Entries must be copied exactly, with nothing left out.

[Start of Attachment]

PR #1805, opened 2026-06-25
Implements token lock cleanup for orphan transactions

### LINKED ISSUE #1797: Clean Token Locks for Orphan Transactions
Orphan transactions never reached the ledger, so their locks are safe to clean immediately, just like Deleted transactions (when tokens spent). The recovery system already marks these transactions as Orphan, but the cleanup doesn't check for it.

That means:
DELETE FROM token_locks WHERE
  -- Dead transactions (immediate cleanup)
  consumer_tx_id IN (
    SELECT tx_id FROM requests 
    WHERE status IN (Deleted, Orphan)
  )

AkramBitar:
Addresses issue: https://github.com/hyperledger-labs/fabric-token-sdk/issues/1797

### DIFF
--- a/token/services/storage/db/sql/postgres/tokenlock.go
+++ b/token/services/storage/db/sql/postgres/tokenlock.go
@@ -67,19 +67,24 @@ func (db *TokenLockStore) Cleanup(ctx context.Context, leaseExpiry time.Duration
 	if err := db.logStaleLocks(ctx, leaseExpiry); err != nil {
 		db.Logger.Warnf("Could not log stale locks: %v", err)
 	}
-	tokenLocks, _ := q.Table(db.Table.TokenLocks), q.Table(db.Table.Requests)
+	tokenLocks, tokenRequests := q.Table(db.Table.TokenLocks), q.Table(db.Table.Requests)
 
-	query, args := common3.NewBuilder().
-		WriteString("DELETE FROM ").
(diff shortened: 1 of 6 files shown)


token/services/storage/db/sql/postgres/tokenlock.go
```diff
@@ -76,8 +76,8 @@ func (db *TokenLockStore) Cleanup(ctx context.Context, leaseExpiry time.Duration
 		WriteConditionSerializable(cond.OlderThan(tokenLocks.Field("created_at"), leaseExpiry), db.ci).
 		WriteString(" OR ").
 		WriteString(
-			fmt.Sprintf("EXISTS (SELECT 1 FROM %s WHERE %s.tx_id = %s.consumer_tx_id AND %s.status IN (%d))",
-				db.Table.Requests, db.Table.Requests, db.Table.TokenLocks, db.Table.Requests, driver.Deleted,
+			fmt.Sprintf("EXISTS (SELECT 1 FROM %s WHERE %s.tx_id = %s.consumer_tx_id AND %s.status IN (%d, %d))",
```
adecaro: could we use the query builder like in the the rest of the functions (logStaleLocks, for example)?

adecaro (changes requested):
LGTM overall. Just a comment to make the code more robust.

adecaro (approved):
LGTM

PR #1477, opened 2026-04-05
Add benchmarks for Quantity operations

theycallmeaabie:
## Summary                                                                                                                                    
- Add benchmarks for `BigQuantity` and `UInt64Quantity` operations (`Add`, `Sub`, `Cmp`)                                                      
- Add benchmark for `ToQuantity` parsing  

Resolves #1467

PR #1818, opened 2026-06-25
Add benchmarks for Quantity operations

### LINKED ISSUE #1467: chore(token/token/quantity.go): improvements

### LINKED ISSUE #1819: Add benchmarks (token/token/quantity.go)

AkramBitar:
## Summary
- Add benchmarks for `BigQuantity` and `UInt64Quantity` operations (`Add`, `Sub`, `Cmp`)
- Add benchmark for `ToQuantity` parsing

Continues the work from #1477 (closed), rebased on latest `main` with review comments addressed:
- Assert on errors instead of ignoring them (`require.NoError`)
- Move setup out of the timed loop and call `b.ResetTimer()` so only the target op is measured
- Store side-effect-free results in package-level sinks to prevent dead-code elimination

Resolves #1819

### DIFF
--- a/docs/drivers/benchmark/benchmark.md
+++ b/docs/drivers/benchmark/benchmark.md
@@ -24,3 +24,6 @@
 
 ### Node Level Benchmarks
 - [Token Validation Service Benchmark](token_validation_service_benchmark.md)
+
+### Foundational Types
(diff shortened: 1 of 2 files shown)


adecaro (approved):
LGTM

[End of Attachment]

§ REPLY:
PR #1805, opened 2026-06-25
Implements token lock cleanup for orphan transactions

### LINKED ISSUE #1797: Clean Token Locks for Orphan Transactions
Orphan transactions never reached the ledger, so their locks are safe to clean immediately, just like Deleted transactions (when tokens spent). The recovery system already marks these transactions as Orphan, but the cleanup doesn't check for it.

That means:
DELETE FROM token_locks WHERE
  -- Dead transactions (immediate cleanup)
  consumer_tx_id IN (
    SELECT tx_id FROM requests 
    WHERE status IN (Deleted, Orphan)
  )

AkramBitar:
Addresses issue: https://github.com/hyperledger-labs/fabric-token-sdk/issues/1797

### DIFF
--- a/token/services/storage/db/sql/postgres/tokenlock.go
+++ b/token/services/storage/db/sql/postgres/tokenlock.go
@@ -67,19 +67,24 @@ func (db *TokenLockStore) Cleanup(ctx context.Context, leaseExpiry time.Duration
 	if err := db.logStaleLocks(ctx, leaseExpiry); err != nil {
 		db.Logger.Warnf("Could not log stale locks: %v", err)
 	}
-	tokenLocks, _ := q.Table(db.Table.TokenLocks), q.Table(db.Table.Requests)
+	tokenLocks, tokenRequests := q.Table(db.Table.TokenLocks), q.Table(db.Table.Requests)
 
-	query, args := common3.NewBuilder().
-		WriteString("DELETE FROM ").
(diff shortened: 1 of 6 files shown)


token/services/storage/db/sql/postgres/tokenlock.go
```diff
@@ -76,8 +76,8 @@ func (db *TokenLockStore) Cleanup(ctx context.Context, leaseExpiry time.Duration
 		WriteConditionSerializable(cond.OlderThan(tokenLocks.Field("created_at"), leaseExpiry), db.ci).
 		WriteString(" OR ").
 		WriteString(
-			fmt.Sprintf("EXISTS (SELECT 1 FROM %s WHERE %s.tx_id = %s.consumer_tx_id AND %s.status IN (%d))",
-				db.Table.Requests, db.Table.Requests, db.Table.TokenLocks, db.Table.Requests, driver.Deleted,
+			fmt.Sprintf("EXISTS (SELECT 1 FROM %s WHERE %s.tx_id = %s.consumer_tx_id AND %s.status IN (%d, %d))",
```
adecaro: could we use the query builder like in the the rest of the functions (logStaleLocks, for example)?

adecaro (changes requested):
LGTM overall. Just a comment to make the code more robust.

adecaro (approved):
LGTM

PR #1477, opened 2026-04-05
Add benchmarks for Quantity operations

theycallmeaabie:
## Summary                                                                                                                                    
- Add benchmarks for `BigQuantity` and `UInt64Quantity` operations (`Add`, `Sub`, `Cmp`)                                                      
- Add benchmark for `ToQuantity` parsing  

Resolves #1467

PR #1818, opened 2026-06-25
Add benchmarks for Quantity operations

### LINKED ISSUE #1467: chore(token/token/quantity.go): improvements

### LINKED ISSUE #1819: Add benchmarks (token/token/quantity.go)

AkramBitar:
## Summary
- Add benchmarks for `BigQuantity` and `UInt64Quantity` operations (`Add`, `Sub`, `Cmp`)
- Add benchmark for `ToQuantity` parsing

Continues the work from #1477 (closed), rebased on latest `main` with review comments addressed:
- Assert on errors instead of ignoring them (`require.NoError`)
- Move setup out of the timed loop and call `b.ResetTimer()` so only the target op is measured
- Store side-effect-free results in package-level sinks to prevent dead-code elimination

Resolves #1819

### DIFF
--- a/docs/drivers/benchmark/benchmark.md
+++ b/docs/drivers/benchmark/benchmark.md
@@ -24,3 +24,6 @@
 
 ### Node Level Benchmarks
 - [Token Validation Service Benchmark](token_validation_service_benchmark.md)
+
+### Foundational Types
(diff shortened: 1 of 2 files shown)


adecaro (approved):
LGTM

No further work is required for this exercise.